Anthony Evans corroborated the claim that May and the victim were in a brawl before the defendants each fired their weapons at the victim. Evans, however, had no knowledge of the events leading to the initial scuffle or whether May was holding a gun while struggling with the victim. He also identified the chrome.380 and the black .44 magnum introduced at trial.
Samuel Lee Ratcliff, Jr. testified that he was at the back of the building where he noticed Hunter and May staring at one another. He testified that he looked away for a moment, but that he turned back around as Hunter was throwing a punch at May during a struggle. Like Evans, Ratcliff could not positively determine who was responsible for initiating the brawl. Ratcliff was unsure of the origin of the first shot which rang out, but he was positive that May was responsible for the second. He said that May took a step backwards before aiming the pistol and shooting Hunter. He was unaware of Gossett's presence during the entire confrontation.

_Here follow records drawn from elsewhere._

PR #182, opened 2025-01-24
feat(ruby): Add stub for public event ingestion API to ruby-sdk

felipecsl:
## Description

Added `track()` which is still a no-op, but wanted to get early feedback on the approach here. 
I wasn't sure how to add `event_dispatcher` to `EppoClient::Core::Client` conditionally only if the `event_ingestion` feature is enabled. Is that possible?

* Add SDK Key ingestion URL parsing and tests (ported from JS implementation at https://github.com/Eppo-exp/js-sdk-common/blob/main/src/events/sdk-key-decoder.ts
* Made `EventDispatcherConfig` and `EventDispatcher` public, so they can be accessed from `ruby-sdk`

## Testing

Wrote tests for decoder but other stuff still untested and unused for the time being.


eppo_core/src/event_ingestion/event_dispatcher.rs
```diff
@@ -13,7 +13,7 @@ const MIN_BATCH_SIZE: usize = 1;
 const MAX_BATCH_SIZE: usize = 10_000;
 
 #[derive(Debug, Clone)]
-pub(super) struct EventDispatcherConfig {
+pub struct EventDispatcherConfig {
```
felipecsl, line 16: i had to make this `pub struct` so it's accessible from `ruby-sdk`

eppo_core/src/event_ingestion/event_dispatcher.rs
```diff
@@ -24,9 +24,31 @@ pub(super) struct EventDispatcherConfig {
...
+        }
+    }
+}
+
+const DEFAULT_BATCH_SIZE: usize = 1_000;
+const DEFAULT_DELIVERY_INTERVAL: Duration = Duration::from_millis(10_000);
+const DEFAULT_RETRY_INTERVAL: Duration = Duration::from_millis(5_000);
+const DEFAULT_MAX_RETRY_DELAY: Duration = Duration::from_millis(30_000);
+const DEFAULT_MAX_RETRIES: u32 = 3;
+const DEFAULT_MAX_QUEUE_SIZE: usize = 10_000;
```
felipecsl, line 47: source: https://github.com/Eppo-exp/js-client-sdk/blob/main/src/index.ts#L855-L862

eppo_core/src/event_ingestion/sdk_key_decoder.rs
```diff
@@ -0,0 +1,61 @@
+use base64::engine::general_purpose::URL_SAFE_NO_PAD;
+use base64::prelude::*;
+
+const PATH: &str = "v0/i";
+
+pub fn decode_event_ingestion_url(sdk_key: &str) -> Option<String> {
```
rasendubi, line 6: Ooops, I think we clashed. I started working on spawning event ingestion on the background runtime and realized I need some public API that would trigger it, so I started working on initialization and config. I quickly discovered that this decoding part is missing so here it is: #181

eppo_core/src/event_ingestion/event_dispatcher.rs
rasendubi, line 16: I would like to make fields private or mark the config as `#[non_exhaustive]`, so we can add more fields without bumping major version

eppo_core/Cargo.toml
```diff
@@ -43,6 +43,7 @@ tokio-util = { version = "0.7.13", default-features = false, features = ["rt"] }
 url = "2.5.0"
 uuid = { version = "1.11.0", features = ["v4", "serde"], optional = true }
 exponential-backoff = { version = "2.0.0", optional = true }
+form_urlencoded = { version = "1.2.1", optional = true }
```
rasendubi, line 46: minor: `url` re-exposes `form_urlencoded`, so we don't need a new dependency

eppo_core/src/event_ingestion/mod.rs
```diff
@@ -4,8 +4,9 @@ mod batcher;
 mod delivery;
 mod event;
 mod event_delivery;
-mod event_dispatcher;
 mod queued_event;
 mod retry;
+pub mod sdk_key_decoder;
+pub mod event_dispatcher;
```
rasendubi, line 10: I prefer having "flat" API — instead of making the whole submodule public, re-export public items with `pub use`.

I found that this has a couple benefits:
- tighter control of our API (so less unexpected breaking changes)
- nicer import path for users

eppo_core/src/event_ingestion/sdk_key_decoder.rs
rasendubi, line 6: `decode_event_ingestion_url` should probably be private to core

ruby-sdk/lib/eppo_client/client.rb
```diff
@@ -43,6 +43,10 @@ def shutdown
       @core.shutdown
     end
 
+    def track(event_type, payload)
+      @core.track(event_type, payload)
+    end
```
rasendubi, line 48: Is there a way to mark ruby functions as unstable? I would like to do that, so we can keep treating API as unstable and iterate on it without breaking changes

eppo_core/src/event_ingestion/event_dispatcher.rs
```diff
@@ -24,9 +24,31 @@ pub(super) struct EventDispatcherConfig {
...
+
 /// EventDispatcher is responsible for batching events and delivering them to the ingestion service
 /// via [`EventDelivery`].
-pub(super) struct EventDispatcher {
+pub struct EventDispatcher {
```
rasendubi, line 51: I would like to fix `EventDispatcher` type before we make it public.

It's currently meaningless because it's equal to `EventDispatcherConfig`. I would like its constructor to spawn it (similar to `spawn_configuration_poller`) and its impl to expose a nicer API (`track()` instead of a pair of channels). (These two should make integration into SDKs much simpler.)

eppo_core/src/event_ingestion/sdk_key_decoder.rs
felipecsl: Cool no worries, sounds like we started working on the same stuff :)

felipecsl:
@rasendubi this will need a review from you, even though you wrote a good chunk of this code :)

ruby-sdk/lib/eppo_client/client.rb
rasendubi: @felipecsl I have resolved all of my comments except this one. What do you think about prefixing this function with `unstable_`?
```suggestion
    def unstable_track(event_type, payload)
      @core.track(event_type, payload)
    end
```

eppo_core/src/lib.rs
```diff
@@ -80,4 +80,5 @@ pub use attributes::{
 };
 pub use configuration::Configuration;
 pub use error::{Error, EvaluationError, Result};
+pub use sdk_key::SdkKey;
```
rasendubi, line 83: This technically needs a minor version bump unless we feature-gate it under `event_ingestion`

ruby-sdk/lib/eppo_client/client.rb
felipecsl: hmmm I'm hesitant about it. i'm not aware of any built-in ruby features for marking as unstable. I'd say a comment about it should suffice, also as long as it's not yet in the public docs, then it in general shouldn't be used, but I think I'll defer to @leoromanovsky here

rasendubi:
I want to keep `main` in releasable state, so I'm a bit cautious approving this PR. @felipecsl do you think merging this PR would block a release, or you would be OK shipping it to prod?

eppo_core/src/lib.rs
felipecsl: we probably should gate it with others since this should only be used in the `event_ingestion` codepath

ruby-sdk/ext/eppo_client/src/client.rs
```diff
@@ -237,8 +250,26 @@ impl Client {
...
         }
     }
+
+    pub fn track(&self, event_type: String, payload: Value) -> Result<()> {
+        let Some(event_ingestion) = &self.event_ingestion else {
+            // Event ingestion is disabled, do nothing.
+            return Ok(());
+        };
+
+        let payload: serde_json::Value = serde_magnus::deserialize(payload).map_err(|err| {
```
felipecsl, line 264: since we're parsing the `payload` as json here, it's easy to move the event validation logic from `EventDelivery` to here now. I'll tackle that next

ruby-sdk/lib/eppo_client/client.rb
felipecsl: renamed

rasendubi (approved):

Willie Jones testified for the defense that May fell to the floor after being hit over the head with a bottle. He heard two consecutive shots that sounded similar, then one loud blast that sounded different. He estimated that May was approximately fifty feet from his table, and that Hunter, who was only a few feet away, fell onto a table after being shot. Jones was not sure who hit May with the bottle, and he did not notice Gossett anywhere near May when the shots were fired. Robert Johnson testified that May *1289 had a bleeding gash in the back of his head at approximately 1:15 a.m.
Tommie Rodgers noticed a gun lying on the floor after the shooting. Rodgers exited the club with the gun wrapped in a black jacket after another patron standing nearby denied ownership. He sold the gun to Frederick Jackson the following day at the "Side Effect" for $110.00 and split the money with Paul Banks who had accompanied him to the store. Frederick Jackson corroborated this testimony explaining that he paid $110.00 to Paul Banks and an individual named "Tommie" for a .44 magnum and several .44 magnum cartridges. Jackson surrendered the gun to the Leland Police Department after they identified it through information received from Rodgers.
Milton Gaston of the Washington County Sheriff's Department helped secure the crime scene and take pictures for evidence. Johnny Earl Smith, the Washington County Medical Examiner, discovered a bullet wound in the left center of the victim's chest with an exit wound in the left side of his back. Smith testified that the wound appeared to be the result of a large caliber weapon. He removed a piece of lead from an area near the surface of the exit wound. He also identified at trial a T.L. Weston High class ring bearing the inscription "Rico" which he discovered lying underneath the victim.
An autopsy report prepared by Dr. Clausen indicated that the victim had two entrance wounds and two exit wounds. The report concluded that the entrance wound on the left center of the chest had been caused by a large caliber weapon, while the other wound on the right side of the body had been caused by a small to medium caliber weapon.
Dempsey Hollis of the Leland Police Department was the first officer to arrive at the crime scene on March 16, 1991 at approximately 12:34 a.m. Several people were attempting CPR on the victim when he arrived, and he estimated that there were 150 people in the area immediately after the shooting. They eventually located a witness who subsequently gave a statement at the police station implicating Gossett and May in the murder of Hunter.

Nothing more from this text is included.